WHAT TO WORK ON: Which lines in the data contain the word "hide"? Please copy each of them.

*-*-*

PR #67, opened 2022-04-05
Password input field: show/hide password with icon

SteRiccio:
To show the password show/hide icon inside the input field, I'm using a View that wraps the input field and the icon and giving to the View (almost) the same style as the "normal" input field.

### DIFF
--- a/src/arena-mobile-ui/components/PasswordInput/styles.js
+++ b/src/arena-mobile-ui/components/PasswordInput/styles.js
@@ -1,0 +1,22 @@
+import {StyleSheet} from 'react-native';
+
+import inputStyles from '../Input/styles';
+
+const styles = StyleSheet.create({
+  container: {
+    flex: 1,
+  },
+  inputContainer: {
+    ...inputStyles.input,
+    width: '100%',
+    flexDirection: 'row',
+    alignItems: 'center',
+    padding: 0,
+    paddingVertical: 2,
+  },
+  input: {
+    width: '95%',
+  },
+});
+
+export default styles;
--- a/src/arena-mobile-ui/components/PasswordInput/styles.js
+++ b/src/arena-mobile-ui/components/PasswordInput/styles.js
@@ -8,14 +8,14 @@ const styles = StyleSheet.create({
   },
   inputContainer: {
     ...inputStyles.input,
-    width: '100%',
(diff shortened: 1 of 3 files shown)


src/arena-mobile-ui/components/PasswordInput/styles.js
```diff
@@ -0,0 +1,22 @@
...
+    alignItems: 'center',
+    padding: 0,
+    paddingVertical: 2,
+  },
+  input: {
+    width: '95%',
+  },
+});
+
+export default styles;
```
ramirobg94, line 22: Maybe you can export as a component into the Input

export { default as Input, PasswordInput } ...

And compose the styles, ={[style.1, style.2]}
Also I prefer not to use %  in styles

src/screens/ConnectionSettings/screen.js
```diff
@@ -14,6 +14,7 @@ import Card from 'arena-mobile-ui/components/Card';
 import Header from 'arena-mobile-ui/components/Header';
 import Input from 'arena-mobile-ui/components/Input';
```
ramirobg94, line 15:
```suggestion
import Input, { PasswordInput } from 'arena-mobile-ui/components/Input';
```

src/arena-mobile-ui/components/PasswordInput/styles.js
SteRiccio: maybe it's better to keep them in separate files: Input could go to a Input.js file, PasswordInput to its own PasswordInput.js file and they could be both exported by an index.js file in Input. If I move it inside index.js, the style.js should be renamed and put in the same folder... a bit messy...

src/screens/ConnectionSettings/screen.js
SteRiccio: Why don't we export all the components from an index.js file in the components folder?

src/arena-mobile-ui/components/PasswordInput/styles.js
SteRiccio: composing styles is nice, but even the spread operator is allowed, and I think that the component should not be aware of how the style of the component is made up, so having it all in the styles.js file is better for me...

*-*-*

WRITTEN RESPONSE:
Password input field: show/hide password with icon
To show the password show/hide icon inside the input field, I'm using a View that wraps the input field and the icon and giving to the View (almost) the same style as the "normal" input field.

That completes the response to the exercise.